Stored records:
§

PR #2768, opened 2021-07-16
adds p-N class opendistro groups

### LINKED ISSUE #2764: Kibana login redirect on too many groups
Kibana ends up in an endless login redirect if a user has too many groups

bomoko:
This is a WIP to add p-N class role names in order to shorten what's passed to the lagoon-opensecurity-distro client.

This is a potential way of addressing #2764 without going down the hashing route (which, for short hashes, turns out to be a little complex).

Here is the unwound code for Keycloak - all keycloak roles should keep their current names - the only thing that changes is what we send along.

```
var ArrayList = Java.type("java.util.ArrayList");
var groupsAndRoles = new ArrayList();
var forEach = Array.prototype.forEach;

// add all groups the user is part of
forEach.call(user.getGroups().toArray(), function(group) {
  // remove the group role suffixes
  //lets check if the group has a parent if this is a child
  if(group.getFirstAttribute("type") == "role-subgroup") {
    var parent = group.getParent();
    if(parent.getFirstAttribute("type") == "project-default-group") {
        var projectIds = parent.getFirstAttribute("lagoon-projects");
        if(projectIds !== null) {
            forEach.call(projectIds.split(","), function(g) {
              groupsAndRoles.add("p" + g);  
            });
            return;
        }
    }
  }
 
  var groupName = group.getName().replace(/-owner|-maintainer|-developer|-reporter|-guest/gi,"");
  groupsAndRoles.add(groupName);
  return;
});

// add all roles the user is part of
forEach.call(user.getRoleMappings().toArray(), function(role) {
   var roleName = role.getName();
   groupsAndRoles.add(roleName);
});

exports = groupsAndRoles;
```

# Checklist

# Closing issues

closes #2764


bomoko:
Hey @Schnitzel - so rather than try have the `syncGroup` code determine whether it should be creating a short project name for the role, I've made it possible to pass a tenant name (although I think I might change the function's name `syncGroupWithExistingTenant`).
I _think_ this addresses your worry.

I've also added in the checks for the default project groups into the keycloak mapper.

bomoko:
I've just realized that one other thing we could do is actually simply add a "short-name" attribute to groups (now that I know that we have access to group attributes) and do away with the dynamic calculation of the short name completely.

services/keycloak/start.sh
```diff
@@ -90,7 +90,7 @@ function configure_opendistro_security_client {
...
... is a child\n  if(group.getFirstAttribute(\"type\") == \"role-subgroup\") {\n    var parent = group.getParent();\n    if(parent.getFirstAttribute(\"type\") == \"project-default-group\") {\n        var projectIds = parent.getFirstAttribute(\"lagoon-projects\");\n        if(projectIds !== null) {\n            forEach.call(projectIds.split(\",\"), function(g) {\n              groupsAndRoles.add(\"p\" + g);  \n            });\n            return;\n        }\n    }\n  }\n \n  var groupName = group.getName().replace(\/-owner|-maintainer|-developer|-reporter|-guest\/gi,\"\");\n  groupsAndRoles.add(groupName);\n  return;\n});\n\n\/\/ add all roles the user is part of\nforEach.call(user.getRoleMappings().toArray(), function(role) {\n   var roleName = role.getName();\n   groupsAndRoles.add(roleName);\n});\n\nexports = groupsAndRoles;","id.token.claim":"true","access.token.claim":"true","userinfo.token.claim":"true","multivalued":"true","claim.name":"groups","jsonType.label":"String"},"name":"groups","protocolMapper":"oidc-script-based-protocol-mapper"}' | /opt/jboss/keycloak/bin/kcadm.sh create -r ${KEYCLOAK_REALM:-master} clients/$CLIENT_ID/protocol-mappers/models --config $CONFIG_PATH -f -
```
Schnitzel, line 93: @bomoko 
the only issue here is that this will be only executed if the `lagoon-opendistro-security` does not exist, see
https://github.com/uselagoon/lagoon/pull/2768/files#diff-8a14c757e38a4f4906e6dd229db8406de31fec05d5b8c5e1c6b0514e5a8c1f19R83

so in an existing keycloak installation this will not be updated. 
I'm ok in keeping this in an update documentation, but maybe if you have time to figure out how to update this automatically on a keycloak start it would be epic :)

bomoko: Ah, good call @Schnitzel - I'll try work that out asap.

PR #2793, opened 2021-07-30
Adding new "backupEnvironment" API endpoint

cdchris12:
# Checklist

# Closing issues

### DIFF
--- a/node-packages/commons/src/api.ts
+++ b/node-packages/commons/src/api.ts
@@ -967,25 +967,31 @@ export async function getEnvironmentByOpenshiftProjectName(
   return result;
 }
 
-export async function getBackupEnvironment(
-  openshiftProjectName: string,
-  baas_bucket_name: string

§

Please quote the records above exactly, without skipping a line.

- _WORKED SOLUTION_
PR #2768, opened 2021-07-16
adds p-N class opendistro groups

### LINKED ISSUE #2764: Kibana login redirect on too many groups
Kibana ends up in an endless login redirect if a user has too many groups

bomoko:
This is a WIP to add p-N class role names in order to shorten what's passed to the lagoon-opensecurity-distro client.

This is a potential way of addressing #2764 without going down the hashing route (which, for short hashes, turns out to be a little complex).

Here is the unwound code for Keycloak - all keycloak roles should keep their current names - the only thing that changes is what we send along.

```
var ArrayList = Java.type("java.util.ArrayList");
var groupsAndRoles = new ArrayList();
var forEach = Array.prototype.forEach;

// add all groups the user is part of
forEach.call(user.getGroups().toArray(), function(group) {
  // remove the group role suffixes
  //lets check if the group has a parent if this is a child
  if(group.getFirstAttribute("type") == "role-subgroup") {
    var parent = group.getParent();
    if(parent.getFirstAttribute("type") == "project-default-group") {
        var projectIds = parent.getFirstAttribute("lagoon-projects");
        if(projectIds !== null) {
            forEach.call(projectIds.split(","), function(g) {
              groupsAndRoles.add("p" + g);  
            });
            return;
        }
    }
  }
 
  var groupName = group.getName().replace(/-owner|-maintainer|-developer|-reporter|-guest/gi,"");
  groupsAndRoles.add(groupName);
  return;
});

// add all roles the user is part of
forEach.call(user.getRoleMappings().toArray(), function(role) {
   var roleName = role.getName();
   groupsAndRoles.add(roleName);
});

exports = groupsAndRoles;
```

# Checklist

# Closing issues

closes #2764


bomoko:
Hey @Schnitzel - so rather than try have the `syncGroup` code determine whether it should be creating a short project name for the role, I've made it possible to pass a tenant name (although I think I might change the function's name `syncGroupWithExistingTenant`).
I _think_ this addresses your worry.

I've also added in the checks for the default project groups into the keycloak mapper.

bomoko:
I've just realized that one other thing we could do is actually simply add a "short-name" attribute to groups (now that I know that we have access to group attributes) and do away with the dynamic calculation of the short name completely.

services/keycloak/start.sh
```diff
@@ -90,7 +90,7 @@ function configure_opendistro_security_client {
...
... is a child\n  if(group.getFirstAttribute(\"type\") == \"role-subgroup\") {\n    var parent = group.getParent();\n    if(parent.getFirstAttribute(\"type\") == \"project-default-group\") {\n        var projectIds = parent.getFirstAttribute(\"lagoon-projects\");\n        if(projectIds !== null) {\n            forEach.call(projectIds.split(\",\"), function(g) {\n              groupsAndRoles.add(\"p\" + g);  \n            });\n            return;\n        }\n    }\n  }\n \n  var groupName = group.getName().replace(\/-owner|-maintainer|-developer|-reporter|-guest\/gi,\"\");\n  groupsAndRoles.add(groupName);\n  return;\n});\n\n\/\/ add all roles the user is part of\nforEach.call(user.getRoleMappings().toArray(), function(role) {\n   var roleName = role.getName();\n   groupsAndRoles.add(roleName);\n});\n\nexports = groupsAndRoles;","id.token.claim":"true","access.token.claim":"true","userinfo.token.claim":"true","multivalued":"true","claim.name":"groups","jsonType.label":"String"},"name":"groups","protocolMapper":"oidc-script-based-protocol-mapper"}' | /opt/jboss/keycloak/bin/kcadm.sh create -r ${KEYCLOAK_REALM:-master} clients/$CLIENT_ID/protocol-mappers/models --config $CONFIG_PATH -f -
```
Schnitzel, line 93: @bomoko 
the only issue here is that this will be only executed if the `lagoon-opendistro-security` does not exist, see
https://github.com/uselagoon/lagoon/pull/2768/files#diff-8a14c757e38a4f4906e6dd229db8406de31fec05d5b8c5e1c6b0514e5a8c1f19R83

so in an existing keycloak installation this will not be updated. 
I'm ok in keeping this in an update documentation, but maybe if you have time to figure out how to update this automatically on a keycloak start it would be epic :)

bomoko: Ah, good call @Schnitzel - I'll try work that out asap.

PR #2793, opened 2021-07-30
Adding new "backupEnvironment" API endpoint

cdchris12:
# Checklist

# Closing issues

### DIFF
--- a/node-packages/commons/src/api.ts
+++ b/node-packages/commons/src/api.ts
@@ -967,25 +967,31 @@ export async function getEnvironmentByOpenshiftProjectName(
   return result;
 }
 
-export async function getBackupEnvironment(
-  openshiftProjectName: string,
-  baas_bucket_name: string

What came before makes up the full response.